Proyek penanganan darurat ini berlokasi di Desa Capar berdasarkan rekomendasi kajian geologi dari Dinas Energi dan Sumber Daya Mineral guna memastikan keamanan area dari potensi longsor lanjutan.
Area pembangunan memiliki luas sekitar 47.000 meter persegi dan dirancang sebagai hunian yang layak, cepat dibangun, serta aman bagi masyarakat terdampak.
Menteri Pekerjaan Umum Dody Hanggodo menyampaikan pembangunan dilakukan secara cepat agar warga segera mendapatkan tempat tinggal yang aman dan nyaman.
“Huntara PU biasanya dikerjakan sekitar tiga mingguan. Harapannya sebelum Lebaran sudah bisa ditempati. Lengkap dengan fasilitas umum, kamar mandi, dan sarana pendukung lainnya. Kurang lebih seperti yang pernah kita bangun di Sumatera Utara dan Aceh, lengkap dengan tempat tidur, lemari, dan kipas angin,” jelas Menteri PU, Dody Hanggodo.
Gunakan Sistem Baja Modular MOLI
Hunian sementara menggunakan sistem struktur baja modular MOLI yang memungkinkan pemasangan tanpa alat berat sehingga mempercepat waktu konstruksi dan meminimalkan dampak terhadap kondisi tanah.
Setiap blok bangunan memiliki luas 288 meter persegi dan terdiri dari 16 modul yang dapat menampung 12 keluarga atau 48 orang.
Total terdapat 38 blok bangunan yang dibagi ke dalam 11 zona dari A hingga K di kawasan tersebut.
Fasilitas sanitasi disediakan dengan rasio satu unit untuk delapan penghuni dengan total 228 toilet dan 228 kamar mandi.

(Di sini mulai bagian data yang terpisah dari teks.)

PR #2122, opened 2025-05-06
Attempt to simplify account/node creation even further

aeplay:


gdorsi:
Replaced by https://github.com/garden-co/jazz/pull/2139

PR #2123, opened 2025-05-06
Fix the InvalidSignature issues on RNQuickCrypto

### LINKED ISSUE #2124: RNQuickCrypto: InvalidSignature errors when loading signatures from PureJSCrypto and WASMCrypto
Repro branch here: https://github.com/garden-co/jazz/pull/2123

gdorsi:
Repro steps:
- run `cd examples/chat-rn-expo && pnpm install && pnpm ios` to start the example app
- ~~if an account is already stored the loading should fail with an "InvalidSignature" error~~
- load the chat co_zTD6yGYgLJf3gM72d7So4cgySb1
- the loading should fail with an "InvalidSignature" error

Fix: https://github.com/margelo/react-native-quick-crypto/pull/690

After fix timings:
```
PureJSCrypto  (2x) 2621ms, 2606ms
RNQuickCrypto (2x)  534ms,  535ms
```

Also, there are some DX improvements for `ios` builds, for when folks start using XCode 16.3 with Nitro Modules

fixes #2124


boorad:
@gdorsi I rebased, added a commit that makes DX a bit better for certain XCode versions, but didn't make any headway.  

After recent merges, I don't get the InvalidSignature error (maybe because you commented out my crap code in RNQuickCrypto).  But I do get 
```
 ERROR  Error withLoadedAccount {"err": [Error: Account has no profile]}
```
which seems to be from recent work on `cojson/src/localNode.ts` by you and @aeplay.  Any way you can take a look at why we don't have the "default profile" behavior like we used to?

gdorsi:
@boorad Opened a PR to not throw when the profile is missing: https://github.com/garden-co/jazz/pull/2155

The profile is missing probably because it wasn't synced before destroying the node (it can happen if the node is immediately closed).

We can fix that, but for now I think we can just not throw if the profile is missing as it is not really needed anywhere by Jazz.

gdorsi:
Merged the fix here. Could you try again @boorad and see if everything works?

packages/jazz-react-native-core/src/crypto/RNQuickCrypto.ts
boorad, line 1: @gdorsi when calling `verify()` with `signerID`, is that the "public" key?

The reason I ask is that I think the bug might be in my ed25519 implementation using the "private" key.  See [this](https://github.com/paulmillr/noble-curves/blob/main/src/abstract/edwards.ts#L93) from the original `@noble/curves` repo.  In a RNQC test, when I use `priv` it works, but when I use `pub` it doesn't.

aeplay: verify should use the public key, yes

PR #2139, opened 2025-05-07
feat: simplify LocalNode account creation flow

gdorsi:
Changes:
- Simplify LocalNode account creation flow by removing the tempNodes steps and forced sync
- Removed createAccount method and created an equivalent test utility
- Removed resolveAccountAgentAsync as unused


packages/cojson/src/localNode.ts
```diff
@@ -133,6 +133,59 @@ export class LocalNode {
...
+
+    const node = new LocalNode(
+      initialAgentSecret,
+      crypto.newRandomSessionID(accountID as RawAccountID),
+      crypto,
+    );
+
+    for (const peer of peersToLoadFrom) {
+      node.syncManager.addPeer(peer);
+    }
```
gdorsi, line 160: Moved the addPeer before the coValue creation in order to sync the coValues with just a content message.

If we add the peer after the flow would be "LOAD -> KNOWN empty -> CONTENT" because the sync would fall into the peer reconciliation flow.

aeplay (approved):

packages/cojson/src/tests/sync.load.test.ts
```diff
@@ -77,12 +77,12 @@ describe("loading coValues from server", () => {
...
         "client -> server | LOAD Group sessions: header/3",
-        "client -> server | LOAD Map sessions: header/1",
         "server -> client | KNOWN Group sessions: empty",
-        "client -> server | CONTENT Group header: true new: After: 0 New: 3",
+        "client -> server | LOAD Map sessions: header/1",
         "server -> client | KNOWN Map sessions: empty",
-        "client -> server | CONTENT Map header: true new: After: 0 New: 1",
+        "client -> server | CONTENT Group header: true new: After: 0 New: 3",
         "server -> client | KNOWN Group sessions: header/3",
+        "client -> server | CONTENT Map header: true new: After: 0 New: 1",
```
gdorsi, line 85: Order of messages shifted due to changes on the test utils.

gdorsi:
Had one test failing because now `withNewlyCreatedAccount` resolves faster (no more 500ms of wait) and it's more likely that when it's done the account isn't uploaded.

Shall we increase the retries when a value is unavailable?

Issue #1332, opened 2025-02-10
Type validation fails when assigning a value to a deeply resolved property


gdorsi:
Example:

<img src="https://uploads.linear.app/acccaaae-2ae4-487e-a83c-7148ce16c659/523a52d2-bedc-4930-8ac4-855a26e71525/ee61163b-f846-434c-8ecb-287a19b930e1?signature=eyJhbGciOiJIUzI1NiIsInR5cCI6IkpXVCJ9.eyJwYXRoIjoiL2FjY2NhYWFlLTJhZTQtNDg3ZS1hODNjLTcxNDhjZTE2YzY1OS81MjNhNTJkMi1iZWRjLTQ5MzAtOGFjNC04NTVhMjZlNzE1MjUvZWU2MTE2M2ItZjg0Ni00MzRjLThlY2ItMjg3YTE5YjkzMGUxIiwiaWF0IjoxNzM5MTg0MzMyLCJleHAiOjMzMzA5NzQ0MzMyfQ.x-tQWzlsLTVcoAoMI7ivLQoYR0K-ACzxkjUbEwf9D8k " alt="Screenshot 2025-02-10 at 11.42.02.png" width="577" data-linear-height="588" />

PR #2150, opened 2025-05-07
Zod support (using a schema translation layer)

aeplay:
Notable changes that seem unrelated to the Zod translation layer but were necessary to make it work:

- ID<T> is now just `string`
  - this required moving the per-account entries in a CoFeed into a sub-object (like the sessions already are)
- **Breaking:** We completely got rid of the `co<T>` field marker type (this unlocks correct narrowing on unions, and made possible some previously impossible assignments)
- **Breaking:** had to upgrade React native to support zod's export map
- **Breaking:** _refs and _edits are `| undefined` in a lot of places to make certain assignments possible
- getting rid of all kinds of type-level schema registration, opting for explicit passing of AccountSchemas instead
  - **Breaking:** useAccount() now needs to be passed the AccountSchema if it's a custom one
- ensured that `CoList` and `CoFeed` have correct variance (i.e. `CoList<T>` is assignable to `CoList<T | null>`)

TODO:

- [x] check stuff is actually nullable
- [ ] see if we can keep _refs not-null
- [ ] implement CoMap.set()
- [x] make members, by a property again, but just make it Account
- [ ] in case we init a CoValue and pass some shallowly loaded CoValues, the return type of .create is too optimistic

Random notes about stuff I've encountered
- Why are all the different chat apps so different? Why does chat-rn-expo-clerk not use useCoState for chat??
- Some fully loaded vs partially loaded types are more precise now, so #1332 is more frequent/painful now

Important to mention:

- explain that most Zod constraints are not enforced yet


aeplay:
Current state:

- [x] `co.map`, `co.record`, `co.list`, `co.feed`*, `co.filestram` & `co.image` work
- [ ] figuring out next: `co.account`
- [ ] change the instance code of CoFeeds to fix currently broken type inference on per-account values
- [ ] update all the examples
- [ ] update the docs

Selain unit hunian, pemerintah juga menyiapkan fasilitas pendukung seperti mushola dan area terbuka untuk menunjang kebutuhan sosial dan aktivitas warga selama masa tanggap darurat.
Sistem air bersih disuplai melalui jaringan air dan sumur, sedangkan pengolahan air kotor menggunakan instalasi biotech berkapasitas 5 meter kubik per blok yang dialirkan melalui saluran drainase yang telah disiapkan.
Pasokan listrik kawasan hunian sementara terhubung dengan jaringan PLN.
Dukung Pemulihan dan Rehabilitasi
Untuk menjaga stabilitas lahan, dilakukan penataan kontur berupa undakan atau terasering pada tahap persiapan area.
Hingga dokumentasi per 17 Februari 2026, proyek didukung tujuh unit excavator, tiga unit bulldozer, dan satu unit vibro.
Direktur Utama WIKA Agung Budi Waskito BW menyatakan proyek ini menjadi bentuk kehadiran pemerintah dalam menyediakan hunian bermartabat bagi masyarakat terdampak bencana.
"Inisiatif ini selaras dengan semangat Asta Cita pemerintah, khususnya dalam penguatan ketahanan masyarakat, pemerataan pembangunan, dan perlindungan warga dalam situasi darurat. WIKA berkomitmen menghadirkan solusi konstruksi cepat, aman, dan berkelanjutan untuk mendukung pemulihan kehidupan masyarakat,” ujar Agung BW.
Hunian sementara tersebut direncanakan segera dimanfaatkan masyarakat terdampak sambil menunggu proses rehabilitasi dan rekonstruksi hunian permanen selesai dilaksanakan.